As an urban fantasy fan I have noticed that recent urban fantasy is tending more toward ‘lightness’, as in the books are about healthy, well-adjusted people, usually young attractive women, who manage to overcome hordes of demons/vampires/hybrids/shapeshifters/any other supernatural baddie whilst still looking good and pursuing the hot guy. At the end of the day, despite being somehow haunted/hunted by these life-changing supernatural events, they go back to their day job to crack jokes with their best buddy.

There is nothing wrong with this. I love reading books where people laugh in the face of adversity and find their happy ending. However sometimes, just occasionally, I crave something grittier. Grit is not reserved only for crime dramas and espionage thrillers. There are, of course, examples of gritty, darker urban fantasy. Two series come to mind, the first being the early Anita Blake books, the second being the Jill kismet series by Lilith Saintcrow. Both of these series feature a strong female lead who manages to hold onto her day job despite escalating supernatural hijinks and peril, but the tone is distinctively darker. The ending is rarely happy. Romances aren’t fairy tales and relationships are complex and difficult.

However, there is such a thing as too dark.
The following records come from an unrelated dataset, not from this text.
Issue #243, opened 2022-07-05
Design of hash(::BioSequence). What to do?


jakobnissen:
So the design of BioSequences makes it difficult to implement efficient and correct hashing.
We want efficient hashing, because hashing underlies operations like putting stuff in a `Set` or `Dict`, which users expect to be fast.

The issue is
* Julia requires that `isequal(a, b) === isequal(hash(a, x), hash(b, x))`
* `isequal` ought to allow objects of different types to be equal if it represents the same value. E.g. `isequal(0, 0.0)`. Breaking this leads to lots of confusion.

So, to follow these two rules
* Different subtypes of `BioSequence` should be `isequal` if they have the same content, i.e. `isequal(dna"TAG", DNAKmer("TAG"))`
* Which implies they should hash equally,

Now, how do we get two `BioSequence`s with arbitrary encoding to hash equivalently? As I see it, it means we can't hash the encoded data, because the encoded data may vary between subtypes. However, this is presumably the only way to avoid decoding, which is the only way to make hashing fast!

Incidentally, the current implementation of `hash` for `LongSequence` is broken:
```
julia> (a, b) = (LongDNA{4}("A"), LongDNA{2}("A"));

julia> a in [b] # because they are equal
true

julia> a in Set([b]) # hashes wrong
false
```

Here are some possible solutions:
1. Just implement hashing by hashing every element. This will make hashing significantly slower, but it will be simple and correct.
2. Make one encoding privileged, e.g. `LongSequence`'s. When hashing any other type, we re-code it to that encoding before hashing. This will keep LongSequence hashing fast, but will make everything else both slower and much more complex. If we do this, we also need to recode `LongSequence{NucleicAcidAlphabet{2}}`.

There may be other solutions.

kescobo:
>Incidentally, the current implementation of hash for LongSequence is broken

:grimacing: This is not good. We might want a separate issue to get a bug-fix on that specifically.

>Here are some possible solutions:

Regarding this, I have a question - is changing the content of a hash breaking, or only the behavior. That is, as long as we fulfill the hashing contract(s), if we change the underlying behavior to improve speed, is that breaking?

If the answer is no, I propose that we do (1) as a stop-gap to fix the current bug, since it's simple, and then we can work on further optimization separately. 

> `isequal` ought to allow objects of different types to be equal if it represents the same value. E.g. isequal(0, 0.0). Breaking this leads to lots of confusion.

[...]

PR #244, opened 2022-07-05
Use naive hash fallback for BioSequence

jakobnissen:
Current hashing behaviour hashes equal biosequences with different encodings to
different values, which violate the interface of hash.
This is a fix until (and if) we figure out a better method of hashing.

See issue #243

Going to immediately release this as a new version if tests pass, cc @kescobo @SabrinaJaye


jakobnissen:
Codecov is an artifact of suddenly having less (tested) source code, meaning the untested fraction increases - this is completely covered by tests.

PR #250, opened 2022-07-15
Add rand!([::AbstractRNG], ::LongSequence, [::Sampler]) methods

jakobnissen:
I had apparently forgotten about those before.
Also refactor the old code a bit to make it easier to reason about.


jakobnissen:
This should be good to go. I'm merging as soon as tests pass - I can't imagine anyone would have anything against this change.

Issue #263, opened 2023-01-23
Translate subsequence 


jakobnissen:
Currently does not work, but should. In fact, translation should be generic over BioSequence

~~Point to consider: Should it return a LongSequence? If so, people can't override translate to their own custom types without piracy.~~
Nevermind, extending functions with own types is not piracy. See the PR for more discussion.

PR #264, opened 2023-01-29
Allow translation of sequence views

jakobnissen:
See #263 

This PR extends existing `translate` code to also work on `LongSubSeq`, which also returns `LongAA`.
Other subtypes of `BioSequence` must implement their own version of `translate`.

This also changes how `GeneticCode` is indexed, which is technically breaking. Previously, it used an unsafe `@inbounds` index using an `UInt64`, zero-indexed. Now, it's generic over `Integer`, guarded behinds a `@boundscheck`, and one-based, as is idiomatic. I think it's unlikely someone relied on the old, unsafe behaviour.

## TODO
* ~~It would be nicer if the implementation was generic across sequence types, but I'm not sure how to do this. Perhaps we could make it so sequences of type `Seq{Alph}` creates a `Seq{AminoAcidAlphabet}`, then filled it in. This would only work for mutable sequences.~~ Nevermind, I can't do that, because subtypes of BioSequence may not be parameterized.
* This needs tests. It would be nice to refactor the translation tests now that I'm at it.

## Types of changes
* [X] :boom: Breaking change (fix or feature that would cause existing functionality to change).

- [x] :blue_book: I have updated and added relevant docstrings, in a manner consistent with the [documentation styleguide](https://docs.julialang.org/en/v1/manual/documentation/).

### DIFF
--- a/CHANGELOG.md
+++ b/CHANGELOG.md
@@ -5,6 +5,8 @@ The format is based on [Keep a Changelog](http://keepachangelog.com/en/1.0.0/)
 and this project adheres to [Semantic Versioning](http://semver.org/spec/v2.0.0.html).
 
 ## [UNRELEASED]
+### Added
+* `LongSubSeq{<:NucleicAcidAlphabet}` can now be translated.
 
 ## [3.1.0]
 ### Added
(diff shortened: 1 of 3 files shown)


camilogarciabotero:
Hi all,

Is this PR working well? I was wondering if after merging it, the `LongNucOrView{N}` will be exported as well, I have found myself trying to apply methods to either a `LongSeq` or `LongSubSeq`.

Best.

Go too dark, end in tragedy and have your characters decide there’s no point in it all anyway, and you risk just depressing your readers. On the other hand if you go too light without being deliberately funny you end up with a holiday read that is forgotten quicker than it’s read. So how do you find a balance? 

You would think that a world populated by monsters and magic would lend itself to a dark, bleak story, but we can’t forget that urban fantasy is, at least in part, a reaction to the otherness of traditional fantasy – and most people, fortunately, can’t relate as well to much darkness. Urban fantasy is all about bringing the fantastic to the everyday, and often that means literally combining magic and monsters with characters who live and behave not unlike their authors. So we find a lot of urban fantasy books feature female characters who live alone but for a cat, but rarely is this a cause of concern for them. Rarely do we find these lonely characters suffering from mental illness, for example, despite the reality that loneliness and depression go hand in hand.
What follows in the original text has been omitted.